The operating mechanism of circuit-breakers has a magnetic part and a thermal part.
The magnetic part causes very rapid operation of the circuit-breaker in the event of a fault,
the current causing such operation being called the "instantaneous tripping current".
Instantaneous tripping of a circuit-breaker when a fault occurs is an essential characteristic,
so that the supply to a faulty circuit is quickly cut off to remove the electric shock hazard and to prevent the risk of fire.

One way of preventing the unwanted tripping of circuit-breakers is to replace incandescent & halogen light bulbs
with one of the equivalent "low energy" types, which are unlikely to cause a short-circuit when they fail.

However, unwanted instantaneous tripping may occur when there is a sudden increase in current flow for other reasons,
as can happen when an incandescent or halogen light bulb blows.

The circuit-breaker trips because the filament in the bulb becomes ionised, causing the filament support wires
to be temporarily short-circuited.
Nevertheless, if a circuit-breaker operates, it always makes sense to check the light fittings just in case there is a fault.
Fuses take longer to react to an overload condition and rarely blow as the fault caused by a lamp blowing clears fairly quickly.

Our tests show that a cold 50W GU10 spotlamp has a resistance of 91 Ohms.
From our GCSE science, we would expect a resulting current of 230 Volts ÷ 91 Ohms = 2.5 Amps.
But 230 Volts x 2.5 Amps = 575 Watts, more than 10 times what we expect (we expect 50 Watts).

As the filament inside the lamp warms up, the resistance increases to 1060 Ohms,
giving us a more reasonable current of 230 Volts ÷ 1060 Ohms = 0.22 Amps and
using 230 Volts x 0.22 Amps = 50 Watts of power as expected.

From switching on the lamp to the filament warming up, there must be a surge of current due to the initial low resistance.
This surge of current causes rapid heating of the filament and mechanical stress because some parts of the filament are still cold.
Sometimes the mechanical stress causes the filament to break, leaving a small gap between the two ends.
As the two ends of the filament are connected to a supply of current, an electrical arc forms,
resulting in a cloud of conductive gas (plasma) inside the glass envelope of the lamp.
As this plasma is electrically conductive, a high current flows between the filament ends acting as electrodes.
This high current is "seen" by the circuit breaker as a fault, resulting in disconnection of the supply.
The fault condition does not continue for long (less than a second) and fuses usually take at least a second to react to an overload.
Sometimes you can see the light glowing very brightly when first switched on for a fraction of a second before it blows.
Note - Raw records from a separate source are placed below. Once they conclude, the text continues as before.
Issue #262, opened 2026-09-02
The C# tables backend: the first port, driven by the space dogfood (Unity reads config, options and render tables)


gafferongames:
Owner ruling, 2026-09-02 (Glenn, live): "we need the C# port of tables in schema to verify the dogfood. approved."

**Why C# first.** Unity decodes Config.bin, Options and the per-frame render tables in C# (space: unity/Assets/UnitySpaceGame/Config.cs, Options.cs, SchemaBin.cs). The C++ half of space#441 runs end to end without it; Unity cannot follow until this exists. Real load picks the first port.

**Scope.** Mirror the C++ reference (SPEC-TABLES.md is the contract; `ports never invent contracts`): the FIXED class first — storage structs, `<Name>Measure/Save/Load` over caller-owned buffers, the report, reflection descriptors, `?T` optional fields (#260), enum-keyed arrays (#255), name-hashed enums and union arms (#254), u32 lengths and counts, the JSON walk (#253) if landed. The variable class (pointers, arena, region, cooked) is a named follow-on for C#; the backend refuses a pointered unit by name until then. Allocation doctrine (owner, #248): types never allocate; a fixed table with a union may allocate for the arm if the language needs it — C# has no native union, so decide the form (struct with all arms inline vs one reference per arm) by measurement on the space render tables, and state it. Doctrine line: fixed tables as close to their equivalent type as the wire allows; a bench leg beside the type.

**Gates.** Golden wire bytes shared with C++ (the same instance, byte-identical Save; Load of C++-written bytes); the evolution corpus (V1/V2, P1/P2, the three-way optional/pointer/value case) in C#; the C# smoke pattern the estate already uses (serialize.cs); negative control: a sabotaged codec red under the shared goldens.

Gate item for schema#248, after the fixed-class language items (#260 #255 #253 #257); before space#441 closes.

gafferongames:
Landed: #266 merged at 69bc4ec — the C# tables backend, fixed class, golden-locked to C++ (18 shared goldens; 12,497 hostile buffers zero divergence; `?T` and `[E]T` seams filled; slot-0 guard survives release). The C# variable class and text form are named follow-ons in §15; the bench leg is #270.

PR #266, opened 2026-09-02
C# tables backend: the fixed class, golden-locked to C++ (#262)

gafferongames:
The C# TABLE-wire backend, FIXED class, golden-locked to the C++ reference. Closes the language item schema#262 asks for and unblocks the Unity half of the dogfood (space#441): Config.bin, Options and the per-frame render tables can now be decoded in C# from the same bytes the C++ side writes.

`internal/codegen/cpptable` is the reference and this port mirrors it decision for decision — the framing, the elision rules, the clamps, the storage-invariant refusals and every report event. It invents no contract; where C# forces a different spelling the reason is at the site.

## What it emits

`<Base>Table.cs` beside the packet `<Base>.cs`, for every file of a unit that declares tables, and nothing at all for a unit that declares none:

- **storage classes** for the `table` declarations,
- **`<Name>Measure(value)` / `<Name>Save(value, Span<byte>)` / `<Name>Load(value, ReadOnlySpan<byte>, TableReport)`** — name-first on the unit's `Schema` partial class (C# has no namespace-level functions), plus the `SaveBody`/`LoadBody` pair the closure recurses through,
- **`TableReport`**, **`TableWriter`/`TableReader`** (ref structs over the caller's span), and the f32/f64 bit-pattern pair — once per unit, in the protocol-id home file,
- **`TableEnumId` / `TableEnumValue`** per enum in the closure, emitted by the file that declares it,
- **reflection descriptors**: `<Name>TableType()` returning field name, wire id, kind, `IsArray`/`Counted`, array bound, declared range, branch guard, the nested table's descriptor, and the enum/union vocabulary with the wire id each variant rides under.

A unit whose closure declares a pointer is **refused by name**: *"the C# table backend's variable class is a named follow-on"*. The arena, the region, the cooked form and the pointer surface are §15 work.

`?T` optional fields and `[E]T` enum-keyed arrays are **implemented**, mirroring the C++ reference on main (#265) — see "The seams" below.

**Rebased onto `fd92d5e`** (current main, past #280's baseline fix) and force-pushed. Nothing but the rebase changed: the C# emitter, the name registry, the C# test leg, the csproj, `compiler/builtin.go`, the checker changes, `test/tables/main.cpp`, the Makefile, `USAGE.md` and **all 18 goldens are byte-identical** to the reviewed `8b7b4aa`. The only delta is main's own #279 addition to `SPEC-TABLES.md` §16 arriving. The C++-side conflicts from the earlier rebase were resolved by taking main's — the JSON walker's descriptor columns and main's `TableReport`, which carries `duplicate`, so C#'s `Duplicate` mirrors a reference instead of running ahead of one.

- **`SPEC-TABLES.md` "Backend status"** — now *"C++, and C# for the FIXED class"*, with the C# pointer refusal named.
- **`SPEC-TABLES.md` §11** — a VARIABLE-LENGTH table under the C# backend, refused by name.
- **`SPEC-TABLES.md` §15** — "beyond C++ and C#", and the C# variable class and text form as the named follow-ons.
- **`USAGE.md`** — the C# save/load example beside the C++ one, including what C# cannot express about the keyed accessor.

Nothing else in the three files moved.

## The seams (`?T`, `[E]T`, and the report's fifth counter)

**`?T` — presence decides, never content.** A `<Name>Present` bool beside the value; a present optional writes its body **even when entirely default**, an absent one writes nothing, and load sets presence from the fact the field rode. Descriptors mark it `Optional`.

The three-way `T` / `?T` / `*T` set is pinned as goldens: **byte-identical over non-default content**, and the **empty end's asymmetry** pinned too (`chain_value_empty` is 2 bytes; `chain_optional_empty` and `chain_pointer_empty` carry a body). C# refuses P2 (pointered), so the leg reads the pointer's **C++-written** bytes back through both spellings it does carry — `*T` bytes decode as `T` and as a present `?T`, and an elided `T` reads as **absent** through `?T`, which is the right answer in each direction.

**`[E]T` — slots by name.** `E.Max + 1` slots in a generated `TableKeyed<T>`; wire **kind 16**, body opening `(elem kind u8, N u32)` then `(variant id u16, L u32, element)` pairs in ascending ordinal, per-slot elision, no `None` key on the wire, a stored key of `0` **stopping the body** as framing damage (not counted unknown — `0` names nothing), an unknown key skipped by its length and counted. `Skip` gains 16.

Kind 16 is what makes the keyed↔positional edit a *reported* one, and the corpus proves it: `ledger` is `[Grade.Max + 1]int32` in V1 and `[Grade]int32` in V2, and each direction reads **one kind mismatch** and leaves the array at its declared defaults. The V1/V2 middle-insert/removal corpus is pinned with **identical report counts on both sides** (forward: 2 unknown, 2 kind mismatch; reverse the same) — `Beta` slides from ordinal 2 to 3 and still lands in its own slot, and the test asserts it did **not** land in the slot its old ordinal names.

Descriptors carry `KeyTypeName` / `KeyName` / `KeyId`, with **`KeyId(0) == 0`** and **`KeyName(0) == "None"`** marking slot 0 invalid — §8's mechanism as #273 states it, so a walker stepping `[0, ArrayBound)` skips it with no rule about slot indices.

**What C# cannot express**, stated at the site, in `USAGE.md`, and here:

- **No compile-time key.** C# generics take no non-type parameter and the language has no `constexpr`, so `Slot<ShipType::Bomber>()` has **no C# spelling** and the compile-time refusal is simply unavailable.
- **No non-boxing generic enum→int.** Measured, not assumed: `(int)(object)key` in a `where TKey : struct, Enum` generic **throws `InvalidCastException`** for any enum whose backing is not exactly `int` (it is an unbox, not a conversion), and `Convert.ToInt32` boxes on every index — per-frame garbage in the consumer this port exists for.

So the indexer takes the **slot index** and the caller writes the cast: `fleet.Ships[(int)ShipType.Bomber]`. The `None` refusal survives as the runtime guard — and unlike C++'s `assert` it is **not** compiled out in release, so the C# guard is the stronger of the two at runtime and the weaker at compile time. Generated codecs walk `.Slots` directly and never pay for it.

**`TableReport.Duplicate`.** The page (§4) says every backend carries the counter and that a wire read always leaves it zero. C# carries it; the leg asserts it stays zero. **C++ on main does not have it yet** — the JSON walk (§16) that raises it is unported — so this is the one place C# follows the page ahead of the reference, deliberately.

## A red on main, found here and fixed on main

While rebasing onto `0762afb` this branch hit a failure it did not cause: `TestCorpusBaselinesAreCurrent/examples` was red on a clean checkout of main, because #267 added `tables/examples/Guarded.schema` (declaring `table Patrol`) without regenerating the committed baseline #263 had just introduced. Bisected to `0762afb` (`526239c` green), reported rather than absorbed — regenerating a committed projection inside an unrelated PR is exactly what #263 exists to prevent. Fixed on main by **#280**, with a reason, where it belonged. Nothing about it remains in this PR.

## A hole in main, closed here

`table TableKeyed` **passes `check` on main today and emits a C++ header that does not compile** (`error: redefinition of 'TableKeyed' as a different kind of symbol`) — the exact §11 class the name registry exists to close, introduced with #265 and reproduced here. `TableKeyed` is now registered in `internal/tablenames`, which claims it for **both** backends. The registry's scan reaches it through its own corpus (`runtimeSrc`), kept separate from `tableSrc` because a keyed array legitimately emits a C++ class **template** and the zero-cost gate greps for one — that separation is itself a finding: widening the shared corpus broke an unrelated gate on the first try.

## Decisions, labelled as mine

**Storage is a sealed class with public fields, not a struct** — `string(N)`/`bytes(N)` as a pre-allocated `byte[N]` beside an `int` length, arrays as a pre-allocated `T[N]` beside an `int` count, a union as its tag beside one pre-allocated arm. This is not a free choice: a table's closure contains plain `type` declarations whose C# classes **the packet emitter already wrote**, and the table codecs decode into those very classes. One unit, one spelling. (It also keeps the read path allocation-free — a C# struct cannot hold an inline array, so a struct form would have to reallocate or hand-manage every buffer, and it would still not be blittable, so §9's relocatability is unreachable in C# either way.)

**The reset is verb-first `TableReset(X value)`, overloaded on the value type — not `<X>Reset`.** SPEC-TABLES.md §11 freezes the 23 name-first suffixes a closure member claims; a port must not quietly mint a 24th. `TableReset` joins `TableEnumId`/`TableEnumValue` in the verb-first family, which claims nothing from a declaration's name.

**Four C++ descriptor columns are dropped**: `TableFieldInfo`'s `offset`, `elem_size` and `count_offset`, and `TableTypeInfo`'s `size`. All four are memory facts with no C# meaning — a C# field has no `offsetof` and a C# class has no meaningful `sizeof`, and a walker reaches storage through the language's own reflection. Every other column is there name for name.

**The cross-file DAG rule (§11) moved to the front end.** It first lived in `cpptable` and fired only for `--lang cpp`, which made a unit legal under one target and illegal under another — the trap the rule exists to prevent. It now lives in `internal/check`, so every target refuses the same units, and it reports at the declaration that closes the cycle. The backend copy is gone.

## The union form, measured

C# has no native union, so the owner licensed two candidates (#248). Measured on a **representative shape — the space per-frame render table**: a 256-record frame, each record carrying a union of three blittable arms, decoded from the wire. .NET 10, Release, arm64 (M-series), median of 7 runs × 20 000 frames, two sittings:

| form | ns/frame | alloc/frame | construction footprint per frame |
|---|---|---|---|
| **A** — all arms inline, `[StructLayout(LayoutKind.Explicit)]` overlap | 1056 | 0 B | 16 440 B |
| **B** — tag + one arm per variant, pre-allocated (**shipped**) | 1051 / 1068 | 0 B | 47 160 B |
| **C** — one reference per arm, allocated **on read** (the literal option b) | 1561 / 1575 | **7 504 B** | 47 160 B |

**B/A = 0.996 and 1.011 across the two sittings — indistinguishable.** C is **1.48–1.49× slower and allocates 7.5 KB per frame**, which is 60 Hz garbage in the Unity client, so it is out.

A and B tie on the read path. A's only win is a 2.9× smaller resident footprint, and it is a **one-time construction** cost, not a per-frame one. Against that, A costs: explicit layout is only legal while every arm stays blittable, so the day an arm gains a string, a nested table or an array the form has to change (to sum-of-arms, losing the footprint win anyway); it cannot decode into the packet emitter's existing arm classes; and it diverges from the C# union spelling the estate already ships for packets.

**Shipped: B.** Zero allocation on the read path, ties A on speed, and it is the spelling the C# packet backend already uses — so a union field means one thing in a C# unit, whether the value came off the table wire or the packet wire.

## Repairs from the cold review ([#266 review](https://github.com/mas-bandwidth/schema/pull/266#issuecomment-5503569791))

The review's five conditions, all addressed on this branch.

**F1 — a legal schema emitted C# that did not compile.** `internal/check` claimed the C++ table runtime's names and **none** of the C# ones, so `enum TableReset { A, B }` beside any table passed `check` and then failed `dotnet build` with **26 CS0119** (`'Schema.TableReset(Foo)' is a method, which is not valid in the given context` — the enum lands in expression position). Reproduced, then fixed: the claim list is **front-end law, not one target's inventory**, and every backend's runtime spelling is now claimed for all of them. That also closes the pre-existing `TableEnumId`/`TableEnumValue` hole C++ has carried since #254.

The gate that keeps the list honest **does not hardcode the names**, and after the delta pass it does not read declaration syntax either. `internal/tablenames` is the one registry — the checker claims from it, so the second copy that let the C# names go unclaimed no longer exists — and `TestTableRuntimeNamesAreClaimed` holds it honest against the emitted output in **both directions**: an emitted `Table*` name nobody registered fails, and a registered name nothing emits any more fails too, so the list cannot rot into claims nothing needs. Every registered name is then asserted refused when a unit declares a table, and kept when it does not.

Diagram of the test setup to measure the GU10 switch on surge current

Our experiment to measure the surge current when powering up a 50W GU10 spotlamp.
WARNING: Do not attempt to reproduce this experiment.
It was done by someone who has spent a lifetime safely investigating faults in electrical & electronic systems.
Electricity has the ability to kill you, and it will unless you know exactly what you are doing.

Oscilloscope trace of a GU10 switch on surge current

This Oscilloscope trace shows the surge current when switching on a GU10 lamp from cold.

HOW DOES GRAVITY AFFECT LIGHT ?

We all know from Albert Einstein that light can be made to change direction by interaction with gravity,
however that's not really the affect we have in mind here.

When a light bulb from a table lamp is used to replace a blown ceiling light, it doesn't last very long.
This because the filament in the bulb was subjected to the force caused by gravity stressing the filament
in the direction of the base.
When the same bulb is now turned upside down and fitted in a ceiling light, the stress on the filament
is now in the direction away from the base.

From our experiments on surge currents on startup above, and the fact that the filaments get more brittle with age
there is a greater risk that the bulb will "blow"
sooner rather than later after relocation.